───── Source information

Issue #1668, opened 2024-10-16
Remove source channel from ics20 withdrawal action


SuperFluffy:
The `source_channel` field in `astria.protocol.transactions.v1alpha1.Ics20Withdrawal` is not necessary: it must be part of the asset to be withdrawn. In fact, `astria-bridge-contracts` is parsing it out from the asset and placing it in the action.

┆Issue Number: ENG-926

SuperFluffy:
This issue is not actionable, the source channel is necessary because of the following scenarios:

1. transfer of sequencer native assets.
2. transfer of non-native assets to yet another chain (for example, tia bridged to sequencer that is being sent to osmosis).

The only case in which source channel is not needed is if a wrapped asset (an asset for which sequencer is the sink zone) is returned back to its source (so that sequencer can pop the leading port/channel pair and determine the channel from there).

PR #1669, opened 2024-10-16
chore(proto)!: remove source channel field from ics20 withdrawal action

SuperFluffy:
## Summary
Removes the field `astria.protocol.transaction.v1alpha1.Ics20Withdrawal.source_channel`.

## Background
The source channel of an asset in an ics20 transfer is part of the assets name. To take the example of sequencer, if a counterparty sends an asset to sequencer, sequencer will prepend the asset by `<dest_port>` and `<dest_channel>`. This is the port/channel pair on sequencer for the connection with the counterparty. The `source_channel` field then is actually this `<dest_channel>` that astria is prepending to the asset before storing it locally.

Looking at the `astria-bridge-contracts` library (also changed in this patch), `source_channel` is actually parsed out of the asset to be transferred and then placed into the action. This is not necessary.

Instead, sequencer will now be concerned with determining the source channel from the asset. If the asset is an ibc-prefixed asset, it will look up its full trace in its state.

This allows rollups to withdraw assets even if only the ibc prefixed denom is known.

## Changes
- Remove field `astria.protocol.transaction.v1alpha1.Ics20Withdrawal.source_channel`.
- Remove all source channel logic from astria cli, astria bridge contracts
- Have sequencer determine the source channel from the asset to be withdrawn.

## Testing
This must be tested through a smoke test.

## Breaking Changelist
The shape of an action was changed. This is a network breaking change.

## Related Issues
Closes https://github.com/astriaorg/astria/issues/1668.

### DIFF
--- a/crates/astria-bridge-contracts/src/lib.rs
+++ b/crates/astria-bridge-contracts/src/lib.rs
@@ -71,18 +71,6 @@ impl BuildError {
             field,
         })
     }
-
-    #[must_use]
-    fn ics20_asset_without_channel() -> Self {
-        Self(BuildErrorKind::Ics20AssetWithoutChannel)
-    }
-
-    #[must_use]
-    fn parse_ics20_asset_source_channel(source: ibc_types::IdentifierError) -> Self {
-        Self(BuildErrorKind::ParseIcs20AssetSourceChannel {
-            source,
-        })
-    }
 }
 
 #[derive(Debug, thiserror::Error)]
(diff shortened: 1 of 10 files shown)


noot:
we can't remove this field because we can't withdraw native tokens without it, as they aren't prefixed due to originating on the sequencer

SuperFluffy:
This PR works only when unwrapping an IBC asset. This PR however breaks the following use cases:

1. transfer of sequencer native assets.
2. transfer of non-native assets to yet another chain (for example, tia bridge to sequencer that is being sent to osmos).

PR #1671, opened 2024-10-16
feat(bridge-withdrawer): add `use_compat_address` configuration value

### LINKED ISSUE #1424: Bridge withdrawer, contracts, CLI need to understand when to demand compat addresses
More information will be filled in after https://github.com/astriaorg/astria/issues/1407 is completed.

┆Issue Number: ENG-760

noot:
## Summary
add configuration option for `use_compat_address`, which can then be set by the operator of the bridge withdrawer.

## Background
required for withdrawals from a rollup to noble, in case the withdrawal on noble times out or fails.

## Changes
- add configuration option for `use_compat_address`

## Testing
existing unit tests, would need to have a withdrawal timeout test for noble to fully test this

## Related Issues

closes #1424


crates/astria-bridge-contracts/src/lib.rs
```diff
@@ -271,6 +274,13 @@ where
                     .parse()
                     .map_err(BuildError::parse_ics20_asset_source_channel)?,
             );
+
+            // USDC from Noble requires using the bech32 compat address as the sender/return
+            // address.
+            //
+            // since we're always unwrapping the asset (sending back to the originating chain), we
+            // can check that the base denom is USDC, and if it is, we know we're sending to Noble.
+            use_compat_address = ics20_asset_to_withdraw.base_denom() == "usdc";
```
SuperFluffy, line 283: Instead of hardcoding this here, I'd prefer to add a method `fn use_compat_address(self, use_compat_address) -> Self` on the builder and let the user of this crate decide this.

SuperFluffy (changes requested):
I think `astria-bridge-contracts` is the wrong place to decide if the compat address should be used or not. For one, what if there are other denominations that require a compat address? Also, what if I want to send wrapped usdc to another chain that is not noble (and capable of dealing with bech32m)?

The contracts crate should allow specifying compatibility mode, but through its builder not via a heuristic.

Instead, let's move this check to `astria-bridge-withdrawer` - and provide a new flag for the `astria-cli bridge collect-withdrawals` subcommand.

noot:
@SuperFluffy updated the PR to add a configuration value to the bridge withdrawer

crates/astria-bridge-withdrawer/src/config.rs
```diff
@@ -26,6 +26,8 @@ pub struct Config {
     pub rollup_asset_denomination: asset::denom::TracePrefixed,
     // The bridge address corresponding to the bridged rollup asset on the sequencer.
     pub sequencer_bridge_address: String,
+    // Whether to use compat addresses for `Ics20Withdrawal`s.
+    pub use_compat_address: bool,
```
SuperFluffy, line 30: We have a one-withdrawer-per-asset (and destination) situation, right?

SuperFluffy (approved):
I think these changes are better from the point of view of the builder.

You have decided to forego all heuristics, right? So this means that one would spin up one bridge-withdrawer per asset and target, and set the compat address there?


Before merging, can you please also provide a similar config to astria-cli in the `bridge::collect` submodule?

crates/astria-bridge-withdrawer/src/config.rs
noot: yeah exactly, the withdrawer is one instance per bridge/asset, so the withdrawer for noble usdc would set this to true for example

crates/astria-cli/src/bridge/collect.rs
```diff
@@ -72,6 +72,9 @@ pub(super) struct Command {
     /// rollup's bridge configuration for that asset.
     #[arg(long)]
     bridge_address: Address,
+    /// Use compat addresses for `Ics20Withdrawal`s.
```
SuperFluffy, line 75:
```suggestion
/// Use compat addresses when withdrawing assets to chains that require bech32 addresses (like for noble USDC).
```

crates/astria-bridge-withdrawer/local.env.example
```diff
@@ -48,6 +48,9 @@ ASTRIA_BRIDGE_WITHDRAWER_ROLLUP_ASSET_DENOMINATION="nria"
 # Should match the bridge address in the geth rollup's bridge configuration for that asset.
 ASTRIA_BRIDGE_WITHDRAWER_SEQUENCER_BRIDGE_ADDRESS=""
 
+# Whether to use compat addresses for `Ics20Withdrawal`s.
+ASTRIA_BRIDGE_WITHDRAWER_USE_COMPAT_ADDRESS=false
```
quasystaty1, line 52: Should add the new env variable to `evm-bridge-withdrawer` chart configmap.

quasystaty1 (changes requested):

charts/evm-bridge-withdrawer/templates/configmaps.yaml
```diff
@@ -12,6 +12,7 @@ data:
   ASTRIA_BRIDGE_WITHDRAWER_SEQUENCER_ADDRESS_PREFIX: "{{ .Values.config.sequencerAddressPrefix }}"
   ASTRIA_BRIDGE_WITHDRAWER_SEQUENCER_GRPC_ENDPOINT: "{{ tpl .Values.config.sequencerGrpcEndpoint . }}"
   ASTRIA_BRIDGE_WITHDRAWER_SEQUENCER_BRIDGE_ADDRESS: "{{ .Values.config.sequencerBridgeAddress }}"
+  ASTRIA_BRIDGE_WITHDRAWER_USE_COMPAT_ADDRESS: "{{ .Values.config.useCompatAddress }}"
```
quasystaty1, line 15: Should put inside {{ else }} arm to mark as breaking changes.

quasystaty1 (approved):

PR #1672, opened 2024-10-16
chore(proto)!: upgrade to proto v1s throughout

joroshiba:
## Summary
Upgrades the protos throughout stack which are not currently being developed to v1. Removed generation of old rust clients, but duplicated protos.


crates/astria-core/src/protocol/transaction/v1/snapshots/astria_core__protocol__transaction__v1__tests__transaction_id.snap
```diff
@@ -3,5 +3,5 @@ source: crates/astria-core/src/protocol/transaction/v1alpha1/mod.rs
 expression: tx.id().to_raw()
 ---
 {
-  "inner": "68687a46955d1f96040e0007ead684941c708e3af37ee2400869aa485f4c7007"
```
joroshiba, line 6: Calling out that this snap changes due to the change in protobuf.any field name

buf.yaml
joroshiba, line 1: Updating the services that external parties may communicate with to be based on `package` instead of just `wire_json` for breaking checks.

quasystaty1 (approved):
Charts LGTM

Fraser999 (approved):
LGTM.  I'm assuming proto/sequencerblockapis/astria/sequencerblock/v1alpha1/optimistic_block.proto isn't ready to make it into `v1` yet?

SuperFluffy (approved):
Looks good to me to get merged (minus the optimistic block bits, with a nod to @Fraser999's comment).

Separate from all this: for the astria-core module structure I think we should get rid of all the `v1` module paths. I doubt we will ever support 2 different APIs in one crate, and the `::v1::` everywhere is noisy.

Instead, we could link "link" versions to certain APIs and backport fixes, if necessary.

But that's a discussion that outside the scope of this PR.

PR #1673, opened 2024-10-16
chore(sequencer): remove unused enable mint env

quasystaty1:
## Summary
remove unused enable mint env. We removed the mint module in https://github.com/astriaorg/astria/pull/1134, the config var was unused but left in.


joroshiba (approved):

SuperFluffy:
We should have also removed it from env: https://github.com/astriaorg/astria/blob/30ef51e9a463bf5425bb3399f8958406c03a6fad/crates/astria-sequencer/local.env.example#L9-L12

PR #1675, opened 2024-10-17
chore(charts): update back to latest after proto merge

joroshiba:
## Summary
We merged major proto updates, dependent charts have been updated in latest and releases to use those.


quasystaty1 (approved):
LGTM

PR #1680, opened 2024-10-17
chore(charts): disable locals in geth

joroshiba:
## Summary
Updates default geth deployement to disable locals pricing

## Background
Treating txs as local is really intended for a truly local instance, where the source is the person running the node but in our case treats every tx coming through RPC as local. We don't want this.


quasystaty1 (approved):
approved with small comment to pass lint checks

──────────

**Work to complete**
When a line in the material above includes "Number", report that line by copying it.

**Task output**
┆Issue Number: ENG-926
┆Issue Number: ENG-760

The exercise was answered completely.